一旁宫人们已经搬来了大椅,但建熙帝略略昂起了头,就是没有坐。
“好了,现在人都在。”建熙帝的声音很慢,听起来有些冷,他目光转向王济悬,“有什么话,说吧。”
“是,”王济悬上前一步,但声音已再不像先前那般激昂,“臣以为,方才柏世钧的话其实并不——”
“王太医。”柏奕忽然道,“如果你是想反驳方才我爹的言论,那能否让我先开口,对我爹的观察进行补完。”
“不要放肆。”建熙帝悠悠地看了柏奕一眼,“你是小辈。”
柏奕略皱了眉,但也只好拱手礼让。
王济悬匆匆瞥了柏奕和他桌上的东西一眼,这才意识到原来柏家父子还有后招。
从医数十载,他从未有一日像今日这样慌张,然而圣意如此,他只能咬牙坚持道,“皇上,小儿至宝丸有安神通便的功效,服用后有腹泻,那完全是……服药之后正常的症状。”

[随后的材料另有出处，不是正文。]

PR #400, opened 2024-06-20
ENG-1048: Support connection status in Slack

daabr:
Add a `connStatus()` function to the Slack integration.

On the way, simplify Slack's `New()` function by moving all the functions to a separate function, and clean-up cosmetic details in GitHub's `connStatus()` function.

### DIFF
--- a/integrations/slack/client.go
+++ b/integrations/slack/client.go
@@ -40,7 +40,7 @@ var desc = kittehs.Must1(sdktypes.StrictIntegrationFromProto(&sdktypes.Integrati
 func New(vs sdkservices.Vars) sdkservices.Integration {
 	return sdkintegrations.NewIntegration(
 		desc,
-		sdkmodule.New(funcs(vs)...),
+		sdkmodule.New(exportFuncs(vs)...),
 		connStatus(vs),
 		sdkintegrations.WithConnectionConfigFromVars(vs),
 	)
@@ -68,7 +68,7 @@ func connStatus(vs sdkservices.Vars) sdkintegrations.OptFn {
 	})
 }
 
-func funcs(vs sdkservices.Vars) []sdkmodule.Optfn {
+func exportFuncs(vs sdkservices.Vars) []sdkmodule.Optfn {
 	authAPI := auth.API{Vars: vs}
 	bookmarksAPI := bookmarks.API{Vars: vs}
 	botsAPI := bots.API{Vars: vs}
@@ -90,7 +90,7 @@ func funcs(vs sdkservices.Vars) []sdkmodule.Optfn {
 			"bookmarks_add",
 			bookmarksAPI.Add,
 			sdkmodule.WithFuncDoc("https://api.slack.com/methods/bookmarks.add"),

柏奕目光清冷地盯着王济悬,“高剂量组的两只实验兔死了,也是服药之后正常的症状吗?”
王济悬轻哼一声,并不看他,只是自顾答道,“人有不同的体质,兔子自然也有。方才柏世钧在外一直在提‘控制变化之量’‘控制变化之量’,试问,天下有完全相同的两只兔子吗?
“再者说,以兔子来试人所用之药,完全是有悖天理伦常的做法。兔子是畜生,人难道也是畜生吗?”
太医院的众人想了想,再次点头。